Trabalho no ‘Carandiru’

Uma fonte envolvida na produção do carnaval reforça as críticas à estrutura da Série Ouro, mas observa que a situação é ainda pior na Estrada Intendente Magalhães, que, em março, será palco para 30 escolas da Série Prata e 22 da Série Bronze:

— Na Intendente Magalhães, as alegorias são construídas em um barracão conhecido como “Carandiru”. O carnaval é visto como a grande festa da alegria, mas, por trás disso, é produzido em um espaço com esse nome. Isso não está certo — afirma.

Cidade do Samba 2

O grande sonho comum a todos envolvidos na festa é a construção da Cidade do Samba 2. O prefeito Eduardo Paes informou na quarta-feira que as obras ainda estão em estágio inicial. O orçamento, de R$ 194 milhões, será usado para a construção de 14 galpões em uma parte do terreno da antiga estação de trens da Leopoldina. A previsão é que as intervenções estejam prontas no carnaval de 2027.

— A Fábrica do Samba é uma necessidade. Ainda está muito no início, na fase de sondagem — disse o prefeito anteontem, ao visitar o local do incêndio em Ramos.

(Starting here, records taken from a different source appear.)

PR #219, opened 2026-08-20
Restore working version of cpp compiler

ajreynol:
The C++ compiler plugin provides a way to preload the result of parsing signature files. 

This is based on an older implementation of this idea, which was stale in the ethos repo. The PR reduces its scope to only compile parsing, not side condition / type rule evaluation.

This required a minor modification to the plugin interface which allows a plugin to preempt the need to including a file, which is what the new plugin after compilation does.

Co-Authored-By: ChatGPT 5.6 <noreply@openai.com>


daniel-larraz:
## Review

Verified each finding against the source, and by building the plugin (`build_custom_ethos.sh`) and running the generator over the repo's `tests/*.eo` signatures.

**Verified correct:** the `Plugin::includeFile` bool-return protocol is a clean design — `src/plugin.h:53-68` documents it well, and `src/state.cpp:322-334` correctly restores `d_inputFile` on the early-return path. The `expr_trie.h` use-after-free fix is right. Build is warning-clean under `-Wall`; the CI happy-path test passes.

### Findings

**1. `Kind::VARIABLE` is not a symbol — aborts the generator on 20 of 179 test signatures** — `plugins/cpp_compiler/compiler.cpp:27`

`isNamedExpr` includes `Kind::VARIABLE`, but per `src/state.cpp:1388-1396` variables are deliberately *not* atomic — `getBoundVar` builds a two-child `(eo::var <string> <type>)` via `mkExpr`. So `writeExpr` takes the `mkSymbol` branch at `compiler.cpp:329-334`, where `value->asLiteral()` is null and `lookupType` returns null. Any signature using `:binder` or `eo::var` aborts (`binder-ex`, `skolemize-v1/v2`, `pf-quant`, `eo-definitions`, `par-dt`, `simul-overload`, …). `VARIABLE` should fall through to the ordinary `mkExpr` child-recursion path.

**2. `defineProgram` skipped inside scopes, but programs are global state** — `plugins/cpp_compiler/compiler.cpp:201`

The `d_nscopes > 0` guard is correct for `bind` (scoped params), but wrong for `defineProgram`. `State::mkDisambiguatedType` (`src/state.cpp:916-941`) defines `$eo_disamb_type_*` while a `par` / `declare-parameterized-const` scope is open (`src/cmd_parser.cpp:251`), so the generated code declares the constructor without defining its type program. Reproduced at runtime: `No program defined for $eo_disamb_type_nil`, and a proof the stock binary accepts gets rejected.

**3. Moving `setPlugin` above the include loop breaks `--reference`** — `src/main.cpp:169`

`s.setPlugin(plugin)` moved from *after* the command-line include loop to *before* it. That loop passes `!isInclude` as `isReference`, and `src/state.cpp:325` has a pre-existing `Assert(!isReference)` guarding the plugin call. So `--reference=X` now trips `Check failure !isReference` in debug builds (reproduced). The plugin genuinely needs to be installed before includes for this feature to work, so the fix is probably to relax that assert — both plugins already return `false` for references — rather than move the call back.

**4. Hexadecimal literals lose their bit-width** — `plugins/cpp_compiler/compiler.cpp:323`

Round-tripping through `Literal::toString()` is lossy for hex. `BitVector::toString` (`src/util/bitvector.cpp:36-54`) zero-pads only for base 2, while the string constructor (`src/util/bitvector.cpp:25`) sets `d_size = num.size() * 4`. So an 8-bit `#x00` is emitted as `mkLiteral(Kind::HEXADECIMAL, "0")` and comes back 4-bit — the term no longer compares equal. Emit the padded string, or serialize the width explicitly.

**5. Signature at a different path falls through to double-parsing** — `plugins/cpp_compiler/compiler.cpp:114`

The path-tied limitation is documented in the README, but the failure isn't graceful: a signature at a path other than the generation-time one re-parses on top of the already-reconstructed state and dies with a confusing `cannot set type rule for kind NUMERAL...`. Worth a content hash or at least an explicit diagnostic.

**6. Dead, uncompilable test code** — `plugins/cpp_compiler/test/replay.cpp:64`

`ETHOS_CPP_COMPILER_TEST_SIGNATURE` is defined nowhere in the tree, and neither `test/replay.cpp` nor `test/generate.cpp` is referenced by any CMake target — `plugins/cpp_compiler/CMakeLists.txt` doesn't mention them, and the root `plugins-compile-check` excludes the directory. Either wire them up or drop them.

---

Findings 1 and 2 are the blockers — together they mean the plugin only works on the subset of signatures that avoid binders and ambiguous datatype constructors, which is a narrower guarantee than the PR description implies.

daniel-larraz (changes requested):

daniel-larraz:
## Re-review of `7908ce94`

Verified every fix by building and running, not just by reading the diff.

### All 6 findings addressed

| # | Finding | Fix | Verification |
|---|---|---|---|
| 1 | `VARIABLE` treated as a symbol | dropped from `isNamedExpr`; now emits `mkRawExpr(Kind::VARIABLE, {…})` | generator now succeeds on **177/179** `tests/*.eo` (was 159). The 2 remaining are negative tests that stock `ethos` rejects identically (`eo-definitions.eo`, `parser-overflow-declare-sort.eo`). `pf-quant.eo` checks `correct` through a custom binary. |
| 2 | `defineProgram` skipped inside scopes | `d_nscopes` guard removed from `defineProgram`, kept on `bind` | built a custom binary for a `par`-datatype signature; `(as nil (List Int))` now resolves and the proof checks `correct`. |
| 3 | `--reference` tripped `Assert(!isReference)` | both asserts removed from `src/state.cpp` | debug build (`EO_ASSERTIONS`) with the plugin installed now matches stock output exactly on `--include=… --reference=…`. |
| 4 | hexadecimal literals lost bit-width | `literalText()` zero-pads to `(size + 3) / 4` digits | generated source emits `mkLiteral(Kind::HEXADECIMAL, "00")`; replay test asserts `getSize() == 8`. |
| 5 | wrong-path signature double-parsed | matching switched from path to FNV-1a content hash, plus a diagnostic | better than what I suggested — a relocated signature now matches by content and works. A stale signature gives a clear "regenerate the custom ethos binary" message. |
| 6 | dead test code | `test` CMake mode, `cpp-compiler-roundtrip` target + `ctest`, wired into CI | builds warning-clean under `-Werror`; `ctest` passes. The test genuinely regression-guards findings 1, 2 and 4 (exits 10/11/12). |

The CMake refactor into a shared `ethos-cpp-core` static library is a nice side benefit — the three modes no longer each recompile all of `src/`.

### One new issue introduced by the content-hash fix

`plugins/cpp_compiler/compiler.cpp:158` — the mismatch diagnostic's third condition is `requested.filename() == compiled.filename()`. Unlike the two path checks beside it, that one is a heuristic, and it turns a legitimate include into a fatal error:

```
# custom binary compiled for  dt/dtsig.eo
$ stock  ethos other/proof2.eo   ->  correct
$ custom ethos other/proof2.eo   ->  EO_FATAL: signature other/dtsig.eo does not match
                                     the compiled signature dt/dtsig.eo; regenerate...
```

`other/dtsig.eo` here is a completely unrelated file that merely shares a basename. Given how collision-prone signature names are in this ecosystem (`Ints.eo`, `Builtin.eo`, `Nary.eo`, …), this seems likely to bite in practice.

The two exact checks (`==` and `std::filesystem::equivalent`) are precise and already cover the real "user edited the signature in place" case that the diagnostic is for. Dropping the filename fallback fixes the false positive with no loss of coverage.

daniel-larraz (approved):

PR #220, opened 2026-08-20
Add shared plugin meta-reduction support

ajreynol:
Add the common MetaKind classification and parse-definition naming helpers, together with MetaReducePlugin, the common base used by the SMT and Lean emitters in the forthcoming Eunoia compiler toolchain.

This builds on the generic StdPlugin already present on main without modifying it. Backend configuration remains private to each owning implementation.

### DIFF
--- a/plugins/meta_reduce_plugin.cpp
+++ b/plugins/meta_reduce_plugin.cpp
@@ -1,0 +1,302 @@
+/******************************************************************************
+ * This file is part of the ethos project.
+ *
+ * Copyright (c) 2023-2024 by the authors listed in the file AUTHORS
+ * in the top-level source directory and their institutional affiliations.
+ * All rights reserved.  See the file COPYING in the top-level source
+ * directory for licensing information.
+ ******************************************************************************/
+
+#include "meta_reduce_plugin.h"
+
+#include <fstream>
+#include <sstream>
+
+#include "literal.h"
+
+namespace ethos {
+
+MetaReducePlugin::MetaReducePlugin(State& s, ConjectureType conjType)
+    : StdPlugin(s), d_conjectureType(conjType)
+{
+  initializeCommonMetaKinds();
+}
+
+MetaReducePlugin::~MetaReducePlugin() {}
+
+ConjectureType MetaReducePlugin::optionSmtMetaConjectureType() const
+{
+  return d_conjectureType;
+}
+
+void MetaReducePlugin::initializeCommonMetaKinds()
+{
+  // Note that the types of the deep embedding whose constructors are static
+  // in the backend templates are not listed here; they are declared via the
+  // $native_embed_* symbols in the Eunoia templates, which carry their
+  // embedded names (see getTypeMetaKindFor and getEmbedTypeName).
+  d_typeToMetaKind["$smt_Term"] = MetaKind::SMT;
+  d_typeToMetaKind["$smt_Type"] = MetaKind::SMT_TYPE;
+  d_typeToMetaKind["$smt_Value"] = MetaKind::SMT_VALUE;
+  d_typeToMetaKind["$smt_Map"] = MetaKind::SMT_MAP;
+  d_typeToMetaKind["$smt_Seq"] = MetaKind::SMT_SEQ;
+  d_typeToMetaKind["$native_BuiltinType"] = MetaKind::SMT_BUILTIN;
+
+  d_prefixToMetaKind["sm"] = MetaKind::SMT;
+  d_prefixToMetaKind["tsm"] = MetaKind::SMT_TYPE;
+  d_prefixToMetaKind["vsm"] = MetaKind::SMT_VALUE;
+  d_prefixToMetaKind["msm"] = MetaKind::SMT_MAP;
+  d_prefixToMetaKind["ssm"] = MetaKind::SMT_SEQ;
+}
+
+void MetaReducePlugin::bind(const std::string&, const Expr& e)
+{
+  if (e.getKind() != Kind::CONST)
+  {
+    return;
+  }
+  finalizeDecl(e);
+}
+
+std::string MetaReducePlugin::getName(const Expr& e)
+{
+  std::stringstream ss;
+  if (e.getNumChildren() == 0)
+  {
+    ss << e;
+  }
+  return ss.str();
+}
+
+bool MetaReducePlugin::isEmbedCons(const Expr& e)
+{
+  std::string sname = getName(e);
+  return (sname.compare(0, 5, "$emb_") == 0);
+}
+
+bool MetaReducePlugin::isSmtApplyApp(const Expr& oApp)
+{
+  if (oApp.getKind() != Kind::APPLY_OPAQUE || oApp.getNumChildren() <= 1
+      || oApp[1].getKind() != Kind::STRING)
+  {
+    return false;
+  }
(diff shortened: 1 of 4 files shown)


daniel-larraz:
## Review

Nice, well-scoped addition — nothing on `main` is touched, the CMake glob in `CMakeLists.txt:71` picks the new sources up automatically, and `make plugins-compile-check` builds clean. The doc comments on `MetaKind` and `getParseDefPrefix()` are genuinely useful.

Findings below, most significant first. Since `MetaReducePlugin` is abstract and no concrete backend exists on this branch yet, I verified the first four with a probe harness that subclasses it and re-exposes the protected helpers, linked against `src/` + `plugins/` **without** `-DEO_ASSERTIONS` (matching the repo's Release configuration).

---

### 1. `eo::requires` is not stripped when descending function ranges

`meta_reduce_plugin.cpp:191-194` (`getEmbedTypeApp`) and `meta_reduce_plugin.cpp:131-135` (`getTypeMetaKindFor`) both walk to a function's range with a bare `t[t.getNumChildren() - 1]`. In ethos a function-type range can be wrapped in `Kind::EVAL_REQUIRES` — `State::mkRequires` (`state.cpp:570`) builds exactly that, and it is common in signatures.

The codebase's own range-walker already handles this: `Expr::getFunctionType()` has an explicit inner loop `while (et.getKind()==Kind::EVAL_REQUIRES) et = et[2];` (`expr.cpp:186-189`).

Reproduced:

```
guarded  = (-> T (eo::requires T U ($native_embed_smt "SmtRegLan")))

getEmbedTypeApp(guarded) null?                        YES  <-- miss
getTypeMetaKindFor(guarded, followRange=true)       = EUNOIA   (expected SMT_EMBED)
control, identical type without the requires        = SMT_EMBED
```

So a constructor whose range is guarded by `eo::requires` is silently misclassified as `EUNOIA` instead of its embed kind. Both loops should strip `EVAL_REQUIRES` (child index 2).

*(Note for anyone re-running this: the requires must be non-ground, e.g. over `PARAM`s. With ground arguments `mkExpr` discharges it and the test is vacuous.)*

### 2. `getEmbedTypeName` reads an inactive union member

`Literal` is a genuine `union` (`literal.h:27-35`), and `meta_reduce_plugin.cpp:212` reads `d_str` unconditionally. `getEmbedTypeApp` matches `$native_embed_` by prefix only and never checks `getNumChildren() == 2` or that `t[1]` is a `STRING` — unlike `isSmtApplyApp`, which checks both. So `getEmbedTypeApp` happily accepts an app whose argument is a `NUMERAL` (active member `d_int`) or a `CONST` (active member `d_sym`), and `getEmbedTypeName` then reads it as `d_str`.

The `Assert` at `meta_reduce_plugin.cpp:208-210` does guard this, but `EO_ASSERTIONS` is only defined for `Debug` (`CMakeLists.txt:45-47`), so it vanishes in Release. Segfault under gdb, assertions off:

```
#0  ethos::String::toString(bool) const at src/util/string.cpp:203
#1  ethos::MetaReducePlugin::getEmbedTypeName(Expr const&) at plugins/meta_reduce_plugin.cpp:212
```

Suggest tightening `getEmbedTypeApp` to match `isSmtApplyApp`'s shape check, and/or making this an `EO_FATAL`.

### 3. `getName` returns the printed form, not the symbol name

`meta_reduce_plugin.cpp:61-69` streams the `Expr`, which for symbols routes through `Expr::quoteSymbol` (`expr.cpp:205-238`). Any symbol outside the SMT-LIB simple-symbol charset — or one starting with a digit — comes back wrapped in vertical bars:

```
  raw=[$emb_sm.foo]  getName=[$emb_sm.foo]  getSymbol=[$emb_sm.foo]
  raw=[foo bar]      getName=[|foo bar|]    getSymbol=[foo bar]
  raw=[2x]           getName=[|2x|]         getSymbol=[2x]
  raw=[bv[32]]       getName=[|bv[32]|]     getSymbol=[bv[32]]
```

The prefix tests (`$emb_`, `$native_*`, `@@`, `$eo_`) are unaffected, since `$`, `@`, `_` and `.` are all in the permitted set. The damage is in the fallback at `meta_reduce_plugin.cpp:184-185`, where `cname = sname` is handed to the backends as the name to emit: an ordinary user-declared symbol needing quoting reaches the embedding as `|foo bar|` rather than `foo bar`.

This is reachable from real input — `(declare-const |foo bar| Type)` is accepted, and the parser strips the bars before binding (`expr_parser.cpp:968-973`), so the bound name is `foo bar` and the bars are re-added only by the printer. `Expr::getSymbol()` (`expr.cpp:161-169`) returns the raw string and looks like what's wanted here. One caveat: it returns `""` for non-literal atoms such as `Kind::TYPE`, where the stream form gives `"Type"` — worth checking no `d_typeToMetaKind` lookup depends on that.

### 4. `metaKindToPrefix` is not the inverse of `d_prefixToMetaKind`

`initializeCommonMetaKinds` registers `"msm" -> SMT_MAP` and `"ssm" -> SMT_SEQ` (`meta_reduce_plugin.cpp:47-48`), but `utils.cpp:42-55` has no case for either:

```
  EUNOIA      -> [eo.]                       SMT_MAP     -> [?MetaKindPrefix_SMT_MAP]
  SMT         -> [sm.]                       SMT_SEQ     -> [?MetaKindPrefix_SMT_SEQ]
  SMT_TYPE    -> [tsm.]                      SMT_BUILTIN -> [?]
  SMT_VALUE   -> [vsm.]
```

A backend that round-trips a map/seq constructor name through `metaKindToPrefix` will bake that placeholder into generated output instead of failing loudly. Nothing calls it yet, so this is latent — but the asymmetry is entirely within the two files added here. Adding the `msm.`/`ssm.` cases plus an `EO_FATAL` default (as `literalKindToString` does at `std_plugin.cpp:263`) would make it unrepresentable.

---

### Minor

- **Dead member**: `Expr d_null;` at `meta_reduce_plugin.h:135` is never read anywhere in `plugins/` (only `cpp_compiler` has its own). `getEmbedTypeApp` already returns `Expr()` directly.
- **Naming**: `optionSmtMetaConjectureType()` (`meta_reduce_plugin.h:53`) reads as an option lookup in an SMT-specific class, but it's a plain getter for `d_conjectureType` on the backend-neutral base. `getConjectureType()` matches what it does.
- **Silent template no-op**: in the `replAll == false` branch, `StdPlugin::replace` (`std_plugin.cpp:278-285`) does nothing when the tag is absent, so a mistyped tag yields an unrendered template with no diagnostic. `emitResourceFile` also doesn't check `out` for write errors after `out << rendered` (`meta_reduce_plugin.cpp:299`).
- **Header guard convention**: `PLUGIN_UTILS_H` / `PLUGIN_META_REDUCE_PLUGIN_H` vs. the neighbouring `STD_PLUGIN_H` — worth picking one within `plugins/`.
- `prefixToMetaKind`'s default argument `MetaKind::EUNOIA` is never used; the only call site passes `NONE` explicitly.

### Checked and fine

No defect in `buildLambdaDefineProgram`: `cmd_parser.cpp:652-656` only builds a `LAMBDA` when `vars.size() > 0`, so its `Assert(e[0].getNumChildren() != 0)` — and the matching one in `mkProgramType` — holds even with assertions compiled out.

daniel-larraz (changes requested):

daniel-larraz (approved):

Nesta quinta-feira, o governador Cláudio Castro anunciou um aumento do repasse destinado às escolas da Série Ouro de R$ 10 milhões para R$ 13 milhões, o que vai render pouco mais de R$ 800 mil a cada uma das agremiações. Além disso, o estado ainda vai destinar R$ 1 milhão a cada uma das três escolas mais afetadas pelo incêndio na fábrica de fantasias em Ramos: Império Serrano, Unidos da Ponte e Unidos de Bangu.